### Brief
Repeat the entries exactly, keeping every line as it is.

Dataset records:

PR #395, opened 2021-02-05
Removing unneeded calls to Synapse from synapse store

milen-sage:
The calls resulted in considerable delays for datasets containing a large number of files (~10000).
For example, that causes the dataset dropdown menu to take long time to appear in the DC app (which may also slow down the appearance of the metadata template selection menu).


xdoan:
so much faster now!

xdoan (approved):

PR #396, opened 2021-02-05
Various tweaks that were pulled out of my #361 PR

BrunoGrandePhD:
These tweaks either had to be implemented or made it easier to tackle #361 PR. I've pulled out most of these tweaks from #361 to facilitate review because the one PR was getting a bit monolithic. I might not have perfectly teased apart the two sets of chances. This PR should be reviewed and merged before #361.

### Solution
PR #395, opened 2021-02-05
Removing unneeded calls to Synapse from synapse store

milen-sage:
The calls resulted in considerable delays for datasets containing a large number of files (~10000).
For example, that causes the dataset dropdown menu to take long time to appear in the DC app (which may also slow down the appearance of the metadata template selection menu).


xdoan:
so much faster now!

xdoan (approved):

PR #396, opened 2021-02-05
Various tweaks that were pulled out of my #361 PR

BrunoGrandePhD:
These tweaks either had to be implemented or made it easier to tackle #361 PR. I've pulled out most of these tweaks from #361 to facilitate review because the one PR was getting a bit monolithic. I might not have perfectly teased apart the two sets of chances. This PR should be reviewed and merged before #361.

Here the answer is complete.